▸ **DESCRIPTION OF THE TASK**
Copy out each line from the start of the material below until the line with "### LINKED ISSUE", that line included.

▸ **GIVEN DATA**
PR #4220, opened 2024-09-15
fix: :bug: change order of icons and count

### LINKED ISSUE #4165: Explore: In Russian, "Research Grade" text messes up alignment in grid view
From https://forum.inaturalist.org/t/misleading-spacing-between-ids-and-observation-date-makes-time-calculation-appear-wrong-russian/53075

1. Change locale to Russian
2. Look up RG observations from 2 months ago, in Grid view
3. The number of IDs gets pushed into the relative date, so rather than "2 months ago" it says "22 months ago"

image

HannesOberreiter:
Closes #4165 

In the current Observation Grid view, long research quality names (such as translations) cause the count and age to overlap or get pushed together, affecting readability.

I updated the order of elements: The count now always appears before the icon to improve layout consistency and better differentiation between age and counts. Applied the same adjustment to the Table view for visual consistency across different views.

Alternative Consideration:
An alternative solution could involve enforcing a maximum length for research quality names to prevent layout issues.

## Example of new grid view, with extra long text for research grade

image

## Example of new table view, with extra long text for research grade

image

### DIFF
--- a/app/assets/javascripts/ang/templates/observation_search/results_grid.html.haml
+++ b/app/assets/javascripts/ang/templates/observation_search/results_grid.html.haml
@@ -15,14 +15,14 @@
             %span{:class => "quality_grade {{ o.quality_grade }}"}
               {{ o.qualityGrade( ) }}
             %span.identifications{"ng-show" => "o.identifications_count > 0", title: "{{ shared.t('x_identifications', {count: o.identifications_count}) }}"}
-              %i.icon-identification
               {{ o.identifications_count }}
+              %i.icon-identification
             %span.comments{"ng-show" => "o.comments_count > 0", title: "{{ shared.t('x_comments', {count: o.comments_count}) }}"}
-              %i.icon-chatbubble
               {{ o.comments_count }}
+              %i.icon-chatbubble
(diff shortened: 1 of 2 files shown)


pleary:
Thank you for your work on this. I'm not going to merge this in right now as I believe we need to give this a little more consideration. There are more issues with this section than just long quality grade labels. For example with the numbers of IDs, comments, or faves have additional digits that also causes problem, e.g. https://www.inaturalist.org/observations?order_by=votes&popular. I think simply changing the order of numbers of icons might lead to more confusion in the short term, and won't address the more fundamental styling problems in this section. I suspect we'll need to move components to a new line, and we might benefit for different font colors for the date. So I'll hold off on merging this pull request until we've had a design review and recommendations from our designer.

Thanks again for the time already put into this. I'll update if we make other changes to this section

kueda:
Alrighty, we discussed with our designer and decided we don't want to adopt this approach with the numbers before the icons. We came up with a more explicit spec if you're still interested in working on this, @HannesOberreiter: https://github.com/inaturalist/inaturalist/issues/4165#issuecomment-2619792256. Either way, thanks for the effort here.

HannesOberreiter:
Thank you for sharing your decision with me. I’ve subscribed to the issue, and while my current focus is on paid gigs, I may revisit it if I find some spare time for open source contribution. I appreciate your understanding!

Issue #4108, opened 2024-05-22
Blockee can join blocker's projects


tiwane:
Just tested this out, and as a blocked user I could join projects my blocker had created - both collection and traditional projects. I assume umbrella projects too. They should definiteky not be able to do this. 

I'm wondering if we should remove blocked user from projects the blocker owns?

rainhead:
Can I take this?

pleary:
Yes feel free to work on this. Thanks!

PR #4231, opened 2024-09-20
Blocking removes users from each other's projects

rainhead:
Fixes https://github.com/inaturalist/inaturalist/issues/4108

Regardless of project type,
- When blocking a user:
  - remove blocker and blockee from one another's projects
  - delete any pending project invitations
- Prevent either user from adding the other to their project

This does not affect the requirements of any umbrella project.


pleary:
Looks good. Thanks!

PR #4242, opened 2024-09-29
First observation update

loarie:
Admin only Cohort Lifecycle Needs ID Intervention
see https://docs.google.com/document/d/1F6420hXo5GvUyxyAMreBDkjg3BCqBH9DvFtTR2HVCq4/edit?usp=sharing
new dashboard functionality to allow top IDers (admin only for now) to opt into a pilot to see up to 30 obs to ID a day
these are from the  treatment group of the needs_id cohort established and A/B tested in Cohort Lifecycle 
existing ObservationAccuracyExperiment and CV score image infrastructure used to assign needs_id cohort obs to qualified identifiers


app/models/cohort_lifecycle.rb
```diff
@@ -382,4 +411,178 @@ def self.build_result_hash( obs_data )
...
+    results = response.map do | taxon_bucket |
+      {
+        taxon_id: taxon_bucket["key"],
+        place_ids: taxon_bucket.place_ids.buckets.map {| place_bucket | place_bucket["key"] } & place_ids
+      }
+    end
+    results.map {| a | [a[:taxon_id], a[:place_ids]] }.to_h
+  end
+
+  def self.get_place_obs( oids, place_ids )
```
pleary, line 463: Another minor naming suggestion, I find it much preferable to be explicit with variable names even if they're long. I'd prefer `observation_ids` here over `oids`. Later on you define `observation_ids` in a loop - than could be renamed to `batch_observation_ids` or something like that if `observation_ids` is the method parameter.

pleary (approved):
Minor naming suggestions aside, this looks good to me

PR #4244, opened 2024-10-01
Task Logger

sylvain-morin:
linked to https://github.com/inaturalist/inaturalist-cookbook/pull/60


lib/task_logger.rb
```diff
@@ -0,0 +1,73 @@
...
+
+class TaskLogger
+  # Initialize logger with default parameters
+  def initialize( task, identifier, type, subtype )
+    @task = task
+    @identifier = identifier || default_identifier( task )
+    @type = type
+    @subtype = subtype
+    @start_time = nil
+    @log_file = File.join( CONFIG.task_logger_output, "#{task}.log" )
```
pleary, line 14: We'll probably want to handle the case where `CONFIG.task_logger_output` is undefined. I don't think we'd want it to throw an error - we likely want people to be able to run the code w/o needing to define the config. Alternatively we could do what we're doing with the [application logstash logs](https://github.com/inaturalist/inaturalist/blob/main/config/initializers/logstasher.rb#L25) and put them in the rails log directory which we know will exist. This to me seems preferred that way all the logs are in the same place, we don't need an extra config, there will be different logs for different environments, and we know we'll be able to create a task_logger log file and write to it.

tools/dwca.rb
```diff
@@ -93,11 +93,23 @@
...
+if opts.log_task_name
+  task_logger = TaskLogger.new( opts.log_task_name, nil, "export", "rails" )
+end
+
+begin
+  task_logger&.start
+  DarwinCore::Archive.generate( opts )
+  task_logger&.end
+rescue => e
+  task_logger&.error( e.to_s )
```
pleary, line 114: Might consider catching a few lines of the error `backtrace` as well if we want to use this to pinpoint where errors are occurring. If so, make sure that if you use newlines to separate backtrace lines, those are escaped and don't interfere with keeping each task logger log entry on a single line in the log file

lib/task_logger.rb
```diff
@@ -0,0 +1,73 @@
+# frozen_string_literal: true
+
+require "json"
+require "time"
+
+class TaskLogger
+  # Initialize logger with default parameters
+  def initialize( task, identifier, type, subtype )
```
pleary, line 8: It looks like in all cases so far you have the `subtype` set to rails. Would you ever want it to be anything else in this codebase? If not, I'd remove the parameter and hard code it. If so, it might be good to have a comment with some possible suggestions

pleary (changes requested):
Overall looks good. The one thing I think that should be addressed before merging is handling the log file path, currently configured with `CONFIG.task_logger_output`. I think it should gracefully handle the config not being defined, the configured path being incorrect, or not having the correct permissions to write to the path. It would also be nice for it to log to different files for different environments. All that could be handled by using `ActiveSupport::Logger` and not needing an extra config, similar to how we do in Logstasher.

lib/task_logger.rb
sylvain-morin: subtype is "cloudfront" for a few of them (coming from the production_schedule.rb)

lib/task_logger.rb
sylvain-morin: if I'm not using the "default" folder to task logs, I need to update the filebeat config, which is currently only monitoring this default folder (`/var/log/inaturalist-tasks/*.log`) 

I can for sure add a second path like:
```
paths:
    - /var/log/inaturalist-tasks/*.log
    - /home/inaturalist/deployment/production/current/log/task_log_*.logstash.log
```

I suppose it won't impact anything else, since Ruby filebeat config is looking at:
`/home/inaturalist/deployment/production/current/log/production.logstash.log`

is it what you had in mind?

pleary: That is what I had in mind. To me, it would be preferred that the logs generated by this application all go to the same place - `$RAILS_ROOT/logs/*.log`. I understand that other task logs will go elsewhere, but since those will be "generated" externally to this codebase, e.g. in bash or elsewhere, it makes sense they would live in a different location

lib/task_logger.rb
pleary: OK. We could add a default value here (`subtype = "rails"`) and that way in this codebase we wouldn't have to repeat that parameter when creating instances. Not a big deal - just want to have code be as obvious as possible and if other people are working here wonder why we're always sending "rails" and what other values could be sent

lib/tasks/inaturalist.rake
```diff
@@ -47,7 +47,12 @@ namespace :inaturalist do
   end
 
   desc "Delete expired updates"
-  task delete_expired_updates: :environment do
+  task :delete_expired_updates, [:log_task_name] => :environment do | _, args |
+    log_task_name = args[:log_task_name]
+    if log_task_name
+      task_logger = TaskLogger.new( log_task_name, nil, "cleanup", "rails" )
```
pleary, line 53: With `rails` being the default value for subtype it's not necessary to include this last parameter anymore

pleary (approved):
Looks good to me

▸ **WRITTEN ANSWER**
PR #4220, opened 2024-09-15
fix: :bug: change order of icons and count

### LINKED ISSUE #4165: Explore: In Russian, "Research Grade" text messes up alignment in grid view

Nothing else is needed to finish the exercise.